I would like to know, if this is a standard behavior for threaded parallelization?

This is a sample code that will reproduce the behavior.

function check(n )
y = [one( Array{ComplexF64}(undef,2,2) ) for i=1:n]
t = [ zero( Array{ComplexF64}(undef,2,2) ) for i=1:n ]
Threads.@threads for i=1:n
for j=1:n
for k=1:n
t[i] += y[k]
end
end
end
end
@time check(400)

I did not post it because it is quite big. However, I can explain it here. Overall what I am doing is following: I have an 1D array (length 10000) of 2x2 complex matrices and I apply some functions on theses matrices using the threaded for loop where each thread takes one element of the 1D array.

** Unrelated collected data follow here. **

PR #35, opened 2017-10-18
[dev][modified] fixed scripts for angelscript update

AsuMagic:
The planned Angelscript update breaks a few minor things that can be easily fixed.

One of the fixes is a useless copy constructor usage that causes a compile error.  
The other fixes are related to callback handles. Add the assign operator when assigning a function pointer.

These changes should be compatible with the older Angelscript version.


Diprog:
`SColor(team.color)`
Convert SColor to SColor? lol, why was it here?

1bardesign:
>Convert SColor to SColor? lol, why was it here?

It's a useful thing to be able to take a copy, but in this case it wasn't actually accomplishing anything. Potentially vestigial (maybe it used to modify it) or maybe just a mistake :)

PR #38, opened 2017-10-23
[modified] pickup priority tweaks

tru0067:
-corpses made super low priority (used to still have decent priority when extremely close)
-added builder materials priority (gold > stone > wood)
-added saw to combat items (will ensure saw > seed for wood farms)


tru0067:
New to kag-coding so just easing myself in with some small tweaks.
Future plans for pick-up priorities:
- mat stacks prioritised by stack size (so you pick up the 250 stone instead of the 11).

1bardesign:
Looks ok 👍 careful with branch naming if you can (`patch-1` is perhaps less helpful than `pickup-priority-tweaks`), but this was a nice easy pull request! We'll see how the saw and corpses go.

PR #39, opened 2017-10-23
[added] material stack pick-up priority

tru0067:
- material stack pickup priority based on how full the stack is (stacks which are more full have higher priority)

(hope I did the branch naming properly this time)


1bardesign:
Yep that branch naming is fine, nice 😄 Thanks for contributing!

PR #42, opened 2017-10-24
Russian: fully translated tutorials (basics, CTF & TTH) and fixes + changes.

Diprog:
Thanks to @BarsukEughen for translating Tutorial03.as and for some fixes and changes.
I'm so tired, I think there are some misstypes etc.
I go to bed.


1bardesign:
No rush, I will be working on getting this build out next week so there's plenty of time to check 😉

Diprog:
@1bardesign btw, do you want Trench Run to be translated too?

1bardesign:
@Diprog no, we aren't maintaining Trench Run beyond any huge breaking changes (I need to update the EU Server IP address for example) as there's no income from it or community, so it's pointless work. It also isn't up to date with most recent engine changes so it doesn't have the updated translation code. I would focus your efforts on KAG.

PR #44, opened 2017-10-26
Organized costs and descriptions

Diprog:
Descriptions later
Edit: they are updated too now


Diprog:
I don't know where to move all these configs. And I think we need to rename "CTFShopCosts.cfg" to "CTFCosts.cfg". 
Also filled bucket is missing, you can easily add it back.

And btw, removed useless WARCosts.as includes from some files that never used that include.

1bardesign:
There are conflicts as part of this, you will need to pull master and carefully sort them out before this will be considered again.

Please don't rename files off-hand - because a new name might be "better" semantically or whatever, but if a mod has included or modified that file it will be broken by the change.

@fzzle please be more constructive about review; just leaving a thumbs down is demotivational and noncommunicative.

Diprog:
> if a mod has included or modified that file it will be broken by the change

A modder will just have to edit some files. Same thing happened with materials update earlier.

1bardesign:
It'd be possible to reorder descriptions if we had an enum index into it and used that everywhere, but then we may as well just use string literals for sure, haha.

Materials update also caused problems with mods 🙂 we'd like to have compatibility notes and ideally a way for people to upgrade their mods easily, or pull in old versions of the files they need without having to learn about git (as many modders do not)

I'll look at merging this but we need to be clear about compatibility issues raised and communicate that to modders, if possible well ahead of it being released. That last part isn't really possible if I'm going to do an update today. We'll see if it makes it in.

PR #47, opened 2017-10-30
[modified] improved mechanisms performance at idle

AsuMagic:
This seems to improve the `MechanismServer.as` performance, especially at idle.

Tested in solo Sandbox, at idle:  
`0.00372s` average -> `0.00069s`


1bardesign:
Hrm, interesting that this is so much faster but I guess it means the copy is done native, and there's a lot of chunks to update. Looks good.

PR #48, opened 2017-10-30
Improve map loading performance

AsuMagic:


1bardesign:
This is fairly extensive.

I'm not super happy on the move to raw `u32`s instead of `SColor`s for the colours, particularly as the variables are still called `color_[description]`. Is this just because AS switches won't allow cases that access a member? AS docs seem to suggest that const values that can be determined at compile time can be used, but I'm not sure if this applies to members of constant structs.

If that is so, what was the motivation for moving to switch statements in the first place? The vast majority of if/else hits would be super early (`color_tile_ground` and friends) with that sky early-out added, and the addition of fall-through and the `//TODO verify` makes me a little nervous to merge this before today's update.

It has ended up with misleading examples at the top of the resulting `LoaderColors.as` as well; a u32 cannot be constructed from 4 ints.

fzzle:
`switch` performs far better. Doesn't matter much in this situation. I dislike this entire hack.

1bardesign:
@fzzle what is the hack; this PR, or the PNGLoader, or the modding related stuff?

What would you change, and why? Would like to get the outstanding PRs closed one way or the other.

AsuMagic:
Added a commit that changes a bunch of things:

- Colors are put in an enum instead of `const u32`. I did ask on AS forums about the const member thing and it indeed won't work with `somecolor.color` as `switch` `case`s, because they can't be determined at compile-time.
- Mods will have to copy out their `BasePNGLoader.as` and `LoaderColors.as` dependencies if they have custom scripts depending on them, including shiprekt. Though, the vanilla gamemode-specific loaders were updated correctly. This is because for one the standard map colors are put into an enum now and renamed and because the `handlePixel` signature has changed (every method that is overriden in AS should be marked `override` btw, it looks like this version supports it).
- I don't know if you'll like it better or not, but most color cases are oneliners now, and aligned with other lines as much as possible. The goal being to make it easier to scroll through the file and change things quickly.

And, yeah, it makes it much faster. So much that the `handlePixel` part takes near no measurable time when loading large maps.

fzzle:
Horrendous code.

PR #50, opened 2017-10-31
Translatable class grid menus, generic buttons and shop description

Diprog:
Some more problems with icons
screen-17-10-31-17-49-43
screen-17-10-31-17-55-52


1bardesign:
You need to use the test build if you're not already to see these properly :)

Diprog:
Can I get it without any applications? I don't want to be a tester.

1bardesign:
You need to apply but you don't need to be constantly-available tester. Furai is basically accepting everyone now. I would prefer it to be fully-open but for the moment, we have to do applications.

In your case, the problem seems to be related to your use of an Array of 2D matrices, which leads to a lot of allocations. Using .+= reduces allocations by doing the update in place. Using 3D matrices as follows

y = ones(ComplexF64,(2,2,n))
t = zeros(ComplexF64,(2,2,n))

is 10x faster on my computer and I get an additional speed-up from multithreading.

Interestingly, I also found recently that the performance deteriorated when I added Threads.@threads to my main for loop. In my case, the solution was to switch off multithreading in BLAS by calling BLAS.set_num_threads(1). From that point on, I started to see a speed-up.
It would be useful if we could at least get a warning in such cases.